ET-1 constricts human epicardial coronary arteries in vitro.9 ET-1 and big ET-1 administration in rat heart reduces coronary blood flow, and BQ-123, an ETA receptor antagonist, abolishes this effect of ET-1.10 BQ-123 has also been shown to reduce infarct size in a canine model of coronary occlusion and reperfusion.11 Cannan and colleagues showed that low concentrations of exogenous ET-1 in dogs, which may mimic pathophysiological concentrations, result in coronary vasoconstriction mediated predominantly by the ETA receptor, such vasoconstriction being significantly attenuated by selective ETA receptor antagonism.12 Pernow and colleagues showed in humans that exogenous ET-1 provokes a decrease in coronary sinus blood flow and an increase in coronary vascular resistance after intravenous administration.13 However, the contribution of endogenously generated ET-1 to the epicardial coronary vessel tone and artery resistance in humans is not currently known.

In the present study, therefore, we examined the contribution of ETA receptor stimulation by endogenously generated ET-1 to the maintenance of basal coronary vascular tone and blood flow in patients undergoing coronary arteriography. Plasma big ET-1 was also measured in order to determine whether this might predict the response to BQ-123.

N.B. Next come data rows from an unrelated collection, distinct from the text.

PR #285, opened 2020-01-19
Update the sd_ibmtts module for compatibility with voxin 3.0

gcasse:
sd_ibmtts can still be built without voxin installed using the '--with-ibmtts=shim' configure option.
voxin.h is included and copied from libvoxin 1.4.6 (https://github.com/Oralux/libvoxin).
    
* Note for voxin users
The voxin installer removes sd_ibmtts and uses sd_voxin instead.
sd_voxin simply helps to select according to the version of speech-dispatcher a suitable sd_ibmtts module customized for voxin 3.0 ( https://github.com/Oralux/voxin-installer/tree/master/src/speechd-voxin )
    
* Example 
Tests using voxin 3.0 + IBM TTS (American_English) and Vocalizer Embedded (nathan-embedded-compact)

Example 1: ask the ibmtts module to list voices
Command: LC_ALL=C spd-say -o ibmtts -L
    
                         NAME                 LANGUAGE                  VARIANT
             American_English                    en-US                     none
      nathan-embedded-compact                       en                       US
    
Example 2: ask the ibmtts module to say a sentence
Command: LC_ALL=C spd-say -y nathan-embedded-compact -o ibmtts "Hello Mr Smith"

### DIFF
--- a/configure.ac
+++ b/configure.ac
@@ -230,8 +230,7 @@ AC_ARG_WITH([ibmtts],
 	[with_ibmtts=check])
 AS_IF([test $with_ibmtts != "no"],
 	[AC_CHECK_LIB([ibmeci], [eciStop],
-		[with_ibmtts=yes;
-		ibmtts_include="-I/opt/IBM/ibmtts/inc/"],
+		[with_ibmtts=yes],
 		[AS_IF([test $with_ibmtts = "yes"],
 			[AC_MSG_FAILURE([IBMTTS is not available])])
 		 with_ibmtts=shim])])
@@ -240,7 +239,6 @@ if test "$with_ibmtts" = shim -a $enable_shared = no; then
 fi
 AM_CONDITIONAL([ibmtts_support], [test $with_ibmtts != no])
 AM_CONDITIONAL([ibmtts_shim], [test $with_ibmtts = shim])
-AC_SUBST([ibmtts_include])
 AS_IF([test $with_ibmtts != no], [output_modules="${output_modules} ibmtts"])
 
 # check for ivona support
--- a/src/modules/ibmtts.c
+++ b/src/modules/ibmtts.c
@@ -50,9 +50,14 @@
 #include <string.h>
 #include <glib.h>
 #include <semaphore.h>
+#include <dlfcn.h>
+#include <ctype.h>
 
 /* IBM Eloquence Command Interface. */
 #include <eci.h>
+
+/* Libvoxin include */
+#include <voxin.h>
 
 /* Speech Dispatcher includes. */
 #include "spd_audio.h"
@@ -240,11 +245,12 @@ static SPDVoice **ibmtts_voice_list = NULL;
 static int *ibmtts_voice_index = NULL;
 
 /* Internal function prototypes for main thread. */
+static void ibmtts_update_sample_rate();
 static void ibmtts_set_language(char *lang);
 static void ibmtts_set_voice(SPDVoiceType voice);
 static char *ibmtts_voice_enum_to_str(SPDVoiceType voice);
 static void ibmtts_set_language_and_voice(char *lang, SPDVoiceType voice,
-					  char *dialect);
+					  char *dialect, char *name);
 static void ibmtts_set_synthesis_voice(char *);
 static void ibmtts_set_rate(signed int rate);
 static void ibmtts_set_pitch(signed int pitch);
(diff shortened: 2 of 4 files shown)


src/modules/ibmtts.c
```diff
@@ -1332,11 +1452,12 @@ static void ibmtts_set_synthesis_voice(char *synthesis_voice)
 
 	DBG("Ibmtts: %s, synthesis voice=%s", __FUNCTION__, synthesis_voice);
 
-	for (i = 0; i < MAX_NB_OF_LANGUAGES; i++) {
-		if (!strcasecmp(eciLocales[i].name, synthesis_voice)) {
+	for (i = 0; (i < VOX_MAX_NB_OF_LANGUAGES) && eciLocales[i].name; i++) {
+	  if (!strcasecmp(eciLocales[i].name, synthesis_voice)) {
```
sthibaul: In the whole source code, indentation uses tabs, not spaces.

src/modules/ibmtts.c
```diff
@@ -1698,43 +1819,86 @@ static char *ibmtts_search_for_sound_icon(const char *icon_name)
...
 	int i = 0;
 
-	if (eciGetAvailableLanguages(aLanguage, &nLanguages))
+	/* if voxGetVoices available, update the list of installed voices */
+	if (_voxGetVoices) {
+		number_of_voices = VOX_RESERVED_VOICES;
+		if (!_voxGetVoices(voices, &number_of_voices) && (number_of_voices <= VOX_RESERVED_VOICES)) {
+			int i, j;
+			int min_id = eciLocales[VOX_ECI_VOICES-1].langID;			
+			for (i=0, j=VOX_ECI_VOICES; i<number_of_voices; i++) {
```
sthibaul: It'd be better to avoid hardcoding that we will only have VOX_RESERVED_VOICES languages provided by voxin. That limit will be broken sooner or later.

Better:

* Keep `eciLocales` as it is in the current git master, just rename it to `eciHardcodedLocales`
* Introduce a global `eciLocale *eciLocales = eciHardcodedLocales;` pointer, which thus points by default to `eciHardcodedLocales`.
* When `voxGetvoices` is available, call it once with `NULL` to get the number of voices, then dynamically allocate a new `eciLocale` array of the proper size, and fill it.

That way, ibmtts will either use the hardcoded array (old voxin), or the dynamically-provided array (new voxin) without distorted array indexes etc.

All that being said, I don't understand why using `voxGetVoices`: AIUI voxin is just a forwarder for ibmtts, that is not actually necessary: the speech-dispatcher plugin can just directly link against ibmtts, and use ibmtts-provided functions. Here, won't the `eciGetAvailableLanguages` call simply just work already? If not yet, can't that be solved instead of introducing yet more complexity? AFAICT, `voxGetVoices` ends up just calling `eciGetAvailableLanguages` anyway, so I don't see the benefit of calling the former rather the latter, but see the drawback: it prevents from linking again ibmtts directly.

src/modules/ibmtts.c
```diff
@@ -1698,43 +1819,86 @@ static char *ibmtts_search_for_sound_icon(const char *icon_name)
...
+				eciLocale *local = eciLocales + j;
+				size_t len = 0;
+				vox_t *vox = voices + i;
+				if (vox->id <= min_id) /* id already known? */
```
sthibaul: With the dynamically-allocated array, I wouldn't bother trying to eliminate the already-known langages. Possibly voxin would revamp the ids someday and that'd screw everything up. Since long-run-wise it provides a function that just gives the set of language, I'd say just use that and forget about the hardcoded information.

src/modules/voxin.h
```diff
@@ -0,0 +1,60 @@
...
+#define LIBVOXIN_VERSION_MINOR 4
+#define LIBVOXIN_VERSION_PATCH 6
+
+typedef enum {voxFemale, voxMale} voxGender;
+typedef enum {voxAdult, voxChild, voxSenior} voxAge;
+
+#define VOX_ECI_VOICES 22
+#define VOX_RESERVED_VOICES 30
+#define VOX_MAX_NB_OF_LANGUAGES (VOX_ECI_VOICES + VOX_RESERVED_VOICES)
+#define VOX_STR_MAX 128
```
sthibaul: Such kind of hardcoded sizes always pose problem: they either

* are too big and thus eat memory for no use
* are too small and thus truncates names etc.

Better use pointers to dynamically-allocated strings than inlining arrays in the structure.

configure.ac
```diff
@@ -230,8 +230,7 @@ AC_ARG_WITH([ibmtts],
 	[with_ibmtts=check])
 AS_IF([test $with_ibmtts != "no"],
 	[AC_CHECK_LIB([ibmeci], [eciStop],
-		[with_ibmtts=yes;
-		ibmtts_include="-I/opt/IBM/ibmtts/inc/"],
```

We studied 22 individuals, mean (SEM) age 55 (1) years, undergoing routine diagnostic cardiac catheterisation for suspected coronary artery disease (table 1). Eight made up the control group and 14 the study group. Seven of these (mean age 57 (5) years) had coronary artery disease (luminal artery stenoses > 70% in the right coronary or the left circumflex artery; the left anterior descending coronary artery was atherosclerotic but without severe lesions). Seven individuals (mean age 49 (3) years) had normal coronary arteries without any angiographic sign of atherosclerosis (although apparently normal subjects presenting to the cardiac catheterisation laboratory may often have subclinical pathology). None of the study participants had a history of hypertension or familial hyperlipidaemia.

Table 1

Clinical characteristics of patients studied

All the coronary artery disease patients were in class 1–2 according to the Canadian Cardiovascular Society (CCS) classification. All the women were postmenopausal except for two in the study group, one with normal coronary arteries and one with coronary artery disease.

The primary objective of the study was to examine the intracoronary effects of BQ-123 in patients undergoing coronary arteriography, and a secondary objective was to examine differences between those with and without coronary artery disease.

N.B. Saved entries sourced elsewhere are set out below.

PR #297, opened 2020-04-13
Fix symbols importation script and update dictionaries

Nardol:
* import-symbols.py: call to env python3 instead of env python3.5
* Update CLDR to version 36.1
* Update NVDA symbols dictionaries to last beta branch version


sthibaul:
Thanks!

PR #92, opened 2024-06-27
chore: internalize unneeded go apis

cmwaters:
This PR does an initial pass of the `share` repo and internalizes things like test methods or the `Builder` struct that should not be public.


share/share_builder.go
```diff
@@ -5,23 +5,23 @@ import (
...
 
-func NewEmptyBuilder() *Builder {
-	return &Builder{
+func newEmptyBuilder() *builder {
+	return &builder{
 		rawShareData: make([]byte, 0, ShareSize),
 	}
 }
 
 // NewBuilder returns a new share builder.
```
rootulp, line 22:
```suggestion
// newBuilder returns a new share builder.
```

rootulp (dismissed):

rootulp (approved):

Approval by the ethics committee was obtained and the patients gave written informed consent. The investigation conformed with the principles outlined in the Declaration of Helsinki.

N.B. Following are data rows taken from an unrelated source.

Issue #77, opened 2024-06-18
Pre-verify blobs once instead of twice


evan-forbes:
converting this todo to an issue

```
// TODO: we should look at having a go native BlobTx type
			// that we have already verified instead of doing it twice here
			```

_Originally posted by @evan-forbes in https://github.com/celestiaorg/go-square/pull/74#discussion_r1645153644_

Issue #33, opened 2024-02-19
Consider renaming blob proto package


rootulp:
## Context

https://github.com/celestiaorg/go-square/blob/4135f359b20ddd97b6cb74ecc831f70ffb73f8a5/blob/blob.proto#L2

## Problem

```
Files with package "pkg.blob" must be within a directory "pkg/blob" relative to root but were in directory "blob". (PACKAGE_DIRECTORY_MATCH)
```

## Proposal

Resolve the warning

PR #94, opened 2024-07-18
chore!: add native blob tx

cmwaters:
Closes: https://github.com/celestiaorg/go-square/issues/77, https://github.com/celestiaorg/go-square/issues/33


share/blob_tx.go
```diff
@@ -0,0 +1,78 @@
...
+	ProtoBlobTxTypeID = "BLOB"
+)
+
+type BlobTx struct {
+	Tx    []byte
+	Blobs []*Blob
+}
+
+// UnmarshalBlobTx attempts to unmarshal a transaction into blob transaction. If an
+// error is thrown, false is returned.
```
rootulp, line 22: IMO the second sentence is a bit misleading b/c this function can return an error and isBlob=false

```suggestion
// UnmarshalBlobTx attempts to unmarshal a transaction into blob transaction.
```

share/blob_tx.go
```diff
@@ -0,0 +1,78 @@
...
+func UnmarshalBlobTx(tx []byte) (*BlobTx, bool, error) {
```
rootulp, line 23: [nit] I think providing a name for the second return parameter would help communicate it's meaning

```suggestion
func UnmarshalBlobTx(tx []byte) (blobTx *BlobTx, isBlobTx bool, err error) {
```

share/utils.go
```diff
@@ -40,7 +40,7 @@ func zeroPadIfNecessary(share []byte, width int) (padded []byte, bytesOfPadding
 // in compact shares where units (i.e. a transaction) are prefixed with a length
 // delimiter that is encoded as a varint. Input should not contain the namespace
 // ID or info byte of a share.
-func ParseDelimiter(input []byte) (inputWithoutLenDelimiter []byte, unitLen uint64, err error) {
+func parseDelimiter(input []byte) (inputWithoutLenDelimiter []byte, unitLen uint64, err error) {
```
rootulp, line 43: [nit]

go doc `ParseDelimiter` => `parseDelimiter`

rootulp (approved):
I'm a fan of distinct files for blob_tx.go and index_wrapper.go. Overall I'm a fan of one file per significant struct (i.e. `type BlobTx struct`)

share/blob_tx.go
cmwaters, line 22:
```suggestion
// UnmarshalBlobTx attempts to unmarshal a transaction into blob transaction. It returns a boolean 
// If the bytes are of type BlobTx and an error if there is a problem with decoding
```

share/blob_tx.go
cmwaters: I'm just going to try make it clear in the comments

rootulp (approved):

builder.go
```diff
@@ -42,14 +43,17 @@ func NewBuilder(maxSquareSize int, subtreeRootThreshold int, txs ...[]byte) (*Bu
...
+		Pfbs:                 make([]*v1.IndexWrapper, 0),
 		Txs:                  make([][]byte, 0),
 		TxCounter:            share.NewCompactShareCounter(),
 		PfbCounter:           share.NewCompactShareCounter(),
 	}
 	seenFirstBlobTx := false
 	for idx, tx := range txs {
-		blobTx, isBlobTx := share.UnmarshalBlobTx(tx)
+		blobTx, isBlobTx, err := share.UnmarshalBlobTx(tx)
+		if err != nil && isBlobTx {
```
rach-id, line 54: what if `err !=nil` but `isBlobTx == false`, where does the unmarshalling error get returned?

share/blob_tx.go
```diff
@@ -0,0 +1,78 @@
...
+	"google.golang.org/protobuf/proto"
+)
+
+const (
+	// ProtoBlobTxTypeID is included in each encoded BlobTx to help prevent
+	// decoding binaries that are not actually BlobTxs.
+	ProtoBlobTxTypeID = "BLOB"
+)
+
+type BlobTx struct {
```
Wondertan, line 16: Is the idea of making go-square hold actual transactions? Isn't that a concern of the app?

evan-forbes (approved):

Patients with unstable angina, left main stem disease, cardiomyopathy, decreased left ventricular systolic function or segmental wall motion abnormalities, valvular heart disease, pulmonary emphysema, claudication, systolic blood pressure < 100 mm Hg, or any concurrent acute illness were excluded from the study.


All drugs except aspirin were discontinued seven days before the study. Intra-arterial heparin (5000 IU) was given immediately after coronary arteriography. No other drugs apart from ETAreceptor antagonists were given during the study.


All patients underwent routine diagnostic cardiac catheterisation at the time of the study, by the Seldinger technique. They were fasted and no premedication was used. After the procedure, a 7 French diagnostic coronary catheter was inserted into the ostium of the left coronary artery through an 8 French femoral sheath. A Doppler flow guidewire was inserted in the left anterior descending artery, beyond its origin and not near the origin of a side branch. The Doppler signal had to be stable before the study could proceed.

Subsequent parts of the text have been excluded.